START Provided information

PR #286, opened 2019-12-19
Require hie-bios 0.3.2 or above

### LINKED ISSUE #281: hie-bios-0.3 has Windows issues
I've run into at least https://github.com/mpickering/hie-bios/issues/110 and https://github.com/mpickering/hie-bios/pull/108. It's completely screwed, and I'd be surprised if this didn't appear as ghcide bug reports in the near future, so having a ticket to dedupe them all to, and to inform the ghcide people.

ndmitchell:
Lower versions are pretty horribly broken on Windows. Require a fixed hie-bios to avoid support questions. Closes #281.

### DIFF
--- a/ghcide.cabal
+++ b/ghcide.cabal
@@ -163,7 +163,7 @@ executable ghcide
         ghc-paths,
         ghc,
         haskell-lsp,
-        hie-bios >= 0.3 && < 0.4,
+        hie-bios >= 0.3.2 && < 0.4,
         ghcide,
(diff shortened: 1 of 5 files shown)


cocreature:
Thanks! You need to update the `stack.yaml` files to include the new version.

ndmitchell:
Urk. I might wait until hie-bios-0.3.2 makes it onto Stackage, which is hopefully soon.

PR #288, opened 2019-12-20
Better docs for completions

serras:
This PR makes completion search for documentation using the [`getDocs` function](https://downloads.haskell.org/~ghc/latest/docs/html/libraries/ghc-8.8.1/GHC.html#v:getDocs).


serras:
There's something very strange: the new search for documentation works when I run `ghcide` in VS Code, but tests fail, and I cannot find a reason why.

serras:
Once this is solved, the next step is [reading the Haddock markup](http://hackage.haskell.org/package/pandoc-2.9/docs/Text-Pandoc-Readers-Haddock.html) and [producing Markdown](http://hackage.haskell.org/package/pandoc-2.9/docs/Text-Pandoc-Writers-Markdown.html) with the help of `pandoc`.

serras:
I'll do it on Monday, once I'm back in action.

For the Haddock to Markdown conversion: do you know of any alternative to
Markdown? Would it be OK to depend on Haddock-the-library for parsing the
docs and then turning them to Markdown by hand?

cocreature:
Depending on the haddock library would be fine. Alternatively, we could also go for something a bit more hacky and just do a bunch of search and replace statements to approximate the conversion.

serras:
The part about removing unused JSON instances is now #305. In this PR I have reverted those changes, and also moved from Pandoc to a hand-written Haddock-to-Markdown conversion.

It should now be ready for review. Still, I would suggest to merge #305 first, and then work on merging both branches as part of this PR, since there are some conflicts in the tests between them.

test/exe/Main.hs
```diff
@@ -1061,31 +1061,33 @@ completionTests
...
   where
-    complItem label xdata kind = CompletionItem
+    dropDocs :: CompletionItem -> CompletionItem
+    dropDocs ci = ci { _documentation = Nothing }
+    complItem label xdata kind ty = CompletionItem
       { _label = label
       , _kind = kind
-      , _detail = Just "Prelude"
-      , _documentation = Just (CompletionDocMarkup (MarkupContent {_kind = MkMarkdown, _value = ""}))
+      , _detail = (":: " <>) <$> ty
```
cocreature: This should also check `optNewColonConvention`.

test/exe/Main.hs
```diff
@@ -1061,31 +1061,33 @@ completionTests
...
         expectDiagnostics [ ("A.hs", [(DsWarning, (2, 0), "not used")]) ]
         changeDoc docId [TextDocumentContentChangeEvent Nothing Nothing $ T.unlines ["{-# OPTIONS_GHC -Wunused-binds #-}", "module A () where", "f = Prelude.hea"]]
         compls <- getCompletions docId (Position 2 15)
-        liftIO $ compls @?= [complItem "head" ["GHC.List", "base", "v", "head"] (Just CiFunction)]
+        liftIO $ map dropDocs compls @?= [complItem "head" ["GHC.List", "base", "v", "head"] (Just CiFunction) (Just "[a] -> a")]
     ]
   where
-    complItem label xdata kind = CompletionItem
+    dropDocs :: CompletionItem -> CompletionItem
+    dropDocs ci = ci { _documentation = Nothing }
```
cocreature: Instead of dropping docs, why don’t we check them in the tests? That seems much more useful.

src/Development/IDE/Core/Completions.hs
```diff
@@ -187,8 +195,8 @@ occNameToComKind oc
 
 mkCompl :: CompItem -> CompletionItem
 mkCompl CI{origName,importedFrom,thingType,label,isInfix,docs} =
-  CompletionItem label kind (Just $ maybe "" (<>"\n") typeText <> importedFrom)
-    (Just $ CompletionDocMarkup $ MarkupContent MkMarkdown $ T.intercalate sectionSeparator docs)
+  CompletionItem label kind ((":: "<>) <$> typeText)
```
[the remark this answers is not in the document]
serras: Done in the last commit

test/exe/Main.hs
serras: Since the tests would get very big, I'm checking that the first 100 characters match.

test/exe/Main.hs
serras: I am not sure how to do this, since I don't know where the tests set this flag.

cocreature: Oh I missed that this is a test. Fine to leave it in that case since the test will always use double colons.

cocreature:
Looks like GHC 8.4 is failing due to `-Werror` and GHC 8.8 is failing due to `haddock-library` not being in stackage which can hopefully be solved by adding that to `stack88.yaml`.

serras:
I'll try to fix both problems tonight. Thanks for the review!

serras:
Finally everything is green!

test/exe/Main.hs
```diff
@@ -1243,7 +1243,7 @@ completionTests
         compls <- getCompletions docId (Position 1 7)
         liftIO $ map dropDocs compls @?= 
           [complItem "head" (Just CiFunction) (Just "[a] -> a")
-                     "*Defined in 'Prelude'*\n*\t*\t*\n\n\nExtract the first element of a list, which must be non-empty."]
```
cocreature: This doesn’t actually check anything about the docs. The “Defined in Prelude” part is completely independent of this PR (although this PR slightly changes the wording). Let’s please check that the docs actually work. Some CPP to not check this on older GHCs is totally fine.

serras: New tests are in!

END Provided information

### Problem to solve:
Nothing in the entries should be skipped. Output them all exactly.

### Reply:
PR #286, opened 2019-12-19
Require hie-bios 0.3.2 or above

### LINKED ISSUE #281: hie-bios-0.3 has Windows issues
I've run into at least https://github.com/mpickering/hie-bios/issues/110 and https://github.com/mpickering/hie-bios/pull/108. It's completely screwed, and I'd be surprised if this didn't appear as ghcide bug reports in the near future, so having a ticket to dedupe them all to, and to inform the ghcide people.

ndmitchell:
Lower versions are pretty horribly broken on Windows. Require a fixed hie-bios to avoid support questions. Closes #281.

### DIFF
--- a/ghcide.cabal
+++ b/ghcide.cabal
@@ -163,7 +163,7 @@ executable ghcide
         ghc-paths,
         ghc,
         haskell-lsp,
-        hie-bios >= 0.3 && < 0.4,
+        hie-bios >= 0.3.2 && < 0.4,
         ghcide,
(diff shortened: 1 of 5 files shown)


cocreature:
Thanks! You need to update the `stack.yaml` files to include the new version.

ndmitchell:
Urk. I might wait until hie-bios-0.3.2 makes it onto Stackage, which is hopefully soon.

PR #288, opened 2019-12-20
Better docs for completions

serras:
This PR makes completion search for documentation using the [`getDocs` function](https://downloads.haskell.org/~ghc/latest/docs/html/libraries/ghc-8.8.1/GHC.html#v:getDocs).


serras:
There's something very strange: the new search for documentation works when I run `ghcide` in VS Code, but tests fail, and I cannot find a reason why.

serras:
Once this is solved, the next step is [reading the Haddock markup](http://hackage.haskell.org/package/pandoc-2.9/docs/Text-Pandoc-Readers-Haddock.html) and [producing Markdown](http://hackage.haskell.org/package/pandoc-2.9/docs/Text-Pandoc-Writers-Markdown.html) with the help of `pandoc`.

serras:
I'll do it on Monday, once I'm back in action.

For the Haddock to Markdown conversion: do you know of any alternative to
Markdown? Would it be OK to depend on Haddock-the-library for parsing the
docs and then turning them to Markdown by hand?

cocreature:
Depending on the haddock library would be fine. Alternatively, we could also go for something a bit more hacky and just do a bunch of search and replace statements to approximate the conversion.

serras:
The part about removing unused JSON instances is now #305. In this PR I have reverted those changes, and also moved from Pandoc to a hand-written Haddock-to-Markdown conversion.

It should now be ready for review. Still, I would suggest to merge #305 first, and then work on merging both branches as part of this PR, since there are some conflicts in the tests between them.

test/exe/Main.hs
```diff
@@ -1061,31 +1061,33 @@ completionTests
...
   where
-    complItem label xdata kind = CompletionItem
+    dropDocs :: CompletionItem -> CompletionItem
+    dropDocs ci = ci { _documentation = Nothing }
+    complItem label xdata kind ty = CompletionItem
       { _label = label
       , _kind = kind
-      , _detail = Just "Prelude"
-      , _documentation = Just (CompletionDocMarkup (MarkupContent {_kind = MkMarkdown, _value = ""}))
+      , _detail = (":: " <>) <$> ty
```
cocreature: This should also check `optNewColonConvention`.

test/exe/Main.hs
```diff
@@ -1061,31 +1061,33 @@ completionTests
...
         expectDiagnostics [ ("A.hs", [(DsWarning, (2, 0), "not used")]) ]
         changeDoc docId [TextDocumentContentChangeEvent Nothing Nothing $ T.unlines ["{-# OPTIONS_GHC -Wunused-binds #-}", "module A () where", "f = Prelude.hea"]]
         compls <- getCompletions docId (Position 2 15)
-        liftIO $ compls @?= [complItem "head" ["GHC.List", "base", "v", "head"] (Just CiFunction)]
+        liftIO $ map dropDocs compls @?= [complItem "head" ["GHC.List", "base", "v", "head"] (Just CiFunction) (Just "[a] -> a")]
     ]
   where
-    complItem label xdata kind = CompletionItem
+    dropDocs :: CompletionItem -> CompletionItem
+    dropDocs ci = ci { _documentation = Nothing }
```
cocreature: Instead of dropping docs, why don’t we check them in the tests? That seems much more useful.

src/Development/IDE/Core/Completions.hs
```diff
@@ -187,8 +195,8 @@ occNameToComKind oc
 
 mkCompl :: CompItem -> CompletionItem
 mkCompl CI{origName,importedFrom,thingType,label,isInfix,docs} =
-  CompletionItem label kind (Just $ maybe "" (<>"\n") typeText <> importedFrom)
-    (Just $ CompletionDocMarkup $ MarkupContent MkMarkdown $ T.intercalate sectionSeparator docs)
+  CompletionItem label kind ((":: "<>) <$> typeText)
```
[the remark this answers is not in the document]
serras: Done in the last commit

test/exe/Main.hs
serras: Since the tests would get very big, I'm checking that the first 100 characters match.

test/exe/Main.hs
serras: I am not sure how to do this, since I don't know where the tests set this flag.

cocreature: Oh I missed that this is a test. Fine to leave it in that case since the test will always use double colons.

cocreature:
Looks like GHC 8.4 is failing due to `-Werror` and GHC 8.8 is failing due to `haddock-library` not being in stackage which can hopefully be solved by adding that to `stack88.yaml`.

serras:
I'll try to fix both problems tonight. Thanks for the review!

serras:
Finally everything is green!

test/exe/Main.hs
```diff
@@ -1243,7 +1243,7 @@ completionTests
         compls <- getCompletions docId (Position 1 7)
         liftIO $ map dropDocs compls @?= 
           [complItem "head" (Just CiFunction) (Just "[a] -> a")
-                     "*Defined in 'Prelude'*\n*\t*\t*\n\n\nExtract the first element of a list, which must be non-empty."]
```
cocreature: This doesn’t actually check anything about the docs. The “Defined in Prelude” part is completely independent of this PR (although this PR slightly changes the wording). Let’s please check that the docs actually work. Some CPP to not check this on older GHCs is totally fine.

serras: New tests are in!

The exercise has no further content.